Q: What's the order of magnitude for notional × rate at realistic inputs? With size = 1M, mark = 1M, rate = 1e7 (1% of RATE_SCALE = 1% per interval): notional = 1e12, delta_unscaled = 1e19. This is right around i64::MAX (~9.2e18), so we're in the saturation regime already with these "reasonable" inputs. i128 intermediates are not optional for realistic deployments.

Q: Why no tests for the saturation behavior of apply_funding? The saturation cases are tested via the helper (saturate_i128_to_i64's boundary behavior is explored in Lesson 5). Testing the same boundary again at this function call would be redundant. Test the helper once; trust it everywhere else. A composition test (size = u64::MAX, mark = u64::MAX, rate = i64::MAX) might be worth adding for completeness, but Stage 8b chose not to — the saturation guarantees come from the helper, and the helper is tested.

Q: Could apply_funding be a parallel_iter for huge position lists? Yes, with rayon. At v0 the position list is at most a few thousand accounts (HL's actual user count for any single market).
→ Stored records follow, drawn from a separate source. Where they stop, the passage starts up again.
PR #1283, opened 2023-04-23
feat(world): ipl

### LINKED ISSUE #1271: [Request]: Load cayo perico and north yankton in online
### Problem

Right now, there is no way to load the Cayo Perico and North Yankton maps in online

### Solution

Add an option which lets the user load in the cayo perico or north yankton map in gta online

### Reason

for fun

### Additional context

TP to cayo perico works, but if u tp outside of the party thing you get kicked out of cayo perico back to los santos

Primexz:
fixes #1271
refs https://github.com/YimMenu/Translations/pull/32


maybegreat48:
1. Active IPLs should be removed when a new one is loaded
2. This does not need a new tab (teleport should work)

Yimura (changes requested):
Is the comment from @maybegreat48 implemented? I've merged the translations on the Translation repo.

Primexz:
> Is the comment from @maybegreat48 implemented? I've merged the translations on the Translation repo.

Not yet. will do that today

Yimura (approved):

PR #1299, opened 2023-04-27
code cleanup(c-style casting -> dynamic casting)

Rxann:
This just changes c style casts to dynamic casts, which of what I know, are better


Rxann:
This should cover most of the casting, granted the codebase is huge and i can't get all of them

Yimura (approved):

Parallelization overhead exceeds the work. At 10K+ positions per tick, rayon would pay off. Defer until production traffic demands it.
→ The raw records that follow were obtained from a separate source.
PR #1308, opened 2023-04-30
Player Kick Method Choice

### LINKED ISSUE #1281: [Request]: Choose Kick in Reactions
### Problem

_No response_

### Solution

Add a List of Kick's after checking the box "Kick Player", 
Make it that you can select only one.
List : 
Null Function Kick.
End Session Kick.
Desync Kick.
OOM Kick.
Bail Kick.

### Reason

I sometimes wanna use others kicks in reactions

### Additional context

Oh and If a kick Doesn't Work Out then Use the other one

Rxann:
I need help with this. The menu items for end and null function kick do not work. I don't even know why in the hell they don't. This seems to be what I need help with.

closes #1281

### DIFF
--- a/src/backend/reactions/reaction.cpp
+++ b/src/backend/reactions/reaction.cpp
@@ -55,11 +55,16 @@ namespace big
 				else if (g.settings.end_reaction_kick)
 				{
 					dynamic_cast<player_command*>(command::get(RAGE_JOAAT("endkick")))->call(player, {});
+					script::get_current()->yield(700ms);
+					if (player->is_valid())
+					{
+						g_notification_service->push_error("End Kick Failure", "End kicks are blocked by most menus");
+					}
 				}
 				else if (g.settings.nf_reaction_kick)
 				{
 					dynamic_cast<player_command*>(command::get(RAGE_JOAAT("nfkick")))->call(player, {});
-					script::get_current()->yield(700ms);
+					script::get_current()->yield(15s);
 					if (player->is_valid())
 					{
 						g_notification_service->push_error("Null Function Kick Failed", "Attempting Try 2. Breakup kick will be used if kick fails again...");
--- a/src/backend/reactions/reaction.cpp
+++ b/src/backend/reactions/reaction.cpp
@@ -1,12 +1,14 @@
 #include "reaction.hpp"
 
 #include "backend/player_command.hpp"
+#include "core/globals.hpp"
 #include "fiber_pool.hpp"
 #include "hooking.hpp"
 #include "pointers.hpp"
 #include "script.hpp"
 #include "services/player_database/player_database_service.hpp"
 #include "util/notify.hpp"
+
 
 namespace big
 {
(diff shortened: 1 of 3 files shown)


src/views/settings/view_reaction_settings.cpp
```diff
@@ -102,6 +104,13 @@ namespace big
 		draw_reaction(g.reactions.gamer_instruction_kick);
 		draw_interloper_reaction(g.reactions.breakup_others);
 
+		components::title("Reaction Kick Method");
+		components::sub_title("Kick Option:");
+		ImGui::Checkbox("Default", &g.settings.default_reaction_kick);
+		ImGui::Checkbox("Breakup Kick", &g.settings.breakup_reaction_kick);
+		ImGui::Checkbox("End Session Kick", &g.settings.end_reaction_kick);
```
maybegreat48: Try `"End Session Kick##kick_method"` and `"Null Function Kick##kick_method"`

src/backend/reactions/reaction.cpp
```diff
@@ -39,10 +41,37 @@ namespace big
...
+				}
+				else if (g.settings.end_reaction_kick)
+				{
+					dynamic_cast<player_command*>(command::get(RAGE_JOAAT("endkick")))->call(player, {});
+				}
+				else if (g.settings.nf_reaction_kick)
+				{
+					dynamic_cast<player_command*>(command::get(RAGE_JOAAT("nfkick")))->call(player, {});
+					script::get_current()->yield(700ms);
+					if (player->is_valid())
```
maybegreat48, line 68: Null function kick should take about 15 seconds to work if they haven't blocked it so you would use the breakup kick anyway. End kick is also blocked by most menus

src/views/settings/view_reaction_settings.cpp
Rxann: Should Default and Breakup Kick have these also?

src/backend/reactions/reaction.cpp
Rxann: I have changed the script yield time to 15seconds, and do you know another kick I could use as a replacement for end kick? or if I even should have another kick?

Rxann:
I think there may be an issue with the global or checkbox because when the menu is opened none of the option checkboxes are checked.

src/backend/reactions/reaction.cpp
maybegreat48: You can try the bail kick, but literally everything has protections for that

Rxann: Okay, I think we can just leave it with end kick

src/views/settings/view_reaction_settings.cpp
maybegreat48: You don't need it if it works

Rxann: @maybegreat48 the default option isn't checked when I open it

Rxann:
Could anyone review this code because I believe that the default option isn't checked by default when opening the reactions.

Yimura:
> Could anyone review this code because I believe that the default option isn't checked by default when opening the reactions.

As I said [here](https://github.com/YimMenu/YimMenu/discussions/1286) I will not be spending time on "enhancement" PR's/PR's that add new features to the menu.
I'm completely focussing on improving the code base and fixing bugs.

Rxann:
> > Could anyone review this code because I believe that the default option isn't checked by default when opening the reactions.
> 
> As I said [here](https://github.com/YimMenu/YimMenu/discussions/1286) I will not be spending time on "enhancement" PR's/PR's that add new features to the menu. I'm completely focussing on improving the code base and fixing bugs.

Ah okay I see. I will try to debug it myself

Rxann:
Alright, this feature works, I just needed to delete my settings file 😆

Rxann:
It should be good to merge assuming no major bugs have been found

Rxann:
this is pretty stale, can be closed

gir489returns:
So then close it.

Module 2 milestone — what you've built

After Lesson 7:

• 3 pure functions: compute_premium, compute_rate, apply_funding.
• 1 private helper: saturate_i128_to_i64.
• 15 tests: 9 hand-traced + 2 proptests (antisymmetry, zero-sum).
• ~150 lines of compute.rs (excluding tests).
• Module 2 is byte-identical to Stage 8b for everything outside the clock.

The crate now produces a fully-determined Vec<Settlement> from a (positions, mark, index, params) tuple. The math is done. Module 3 wraps this in tick-gating state — when to compute, when to skip, when to settle.

Next lesson (Lesson 8)

Lesson 8 creates crates/funding/src/clock.rs — a new module — with the FundingClock struct + the FundingTick output type. The first version of tick() is added: a function that combines compute_premium + compute_rate + apply_funding behind a "has enough time elapsed?" guard. The clock is the discrete event loop that calls the pure math on the right cadence. Tests in Lesson 8 are simple sanity tests; the invariants (at-most-one-per-interval, no-catch-up) get their own lessons in Lessons 9 and 10.

Summary (3 lines)

• apply_funding(positions, rate) mutates equity per position; rate > 0 = longs pay shorts.
• Conservation law: Σ payment_changes = 0. Proptest asserts this across random inputs.
• Edge cases: zero positions, rate = 0, extreme rates (saturating fires + still zero-sum). Bug here = money leak. Next: clock state machine.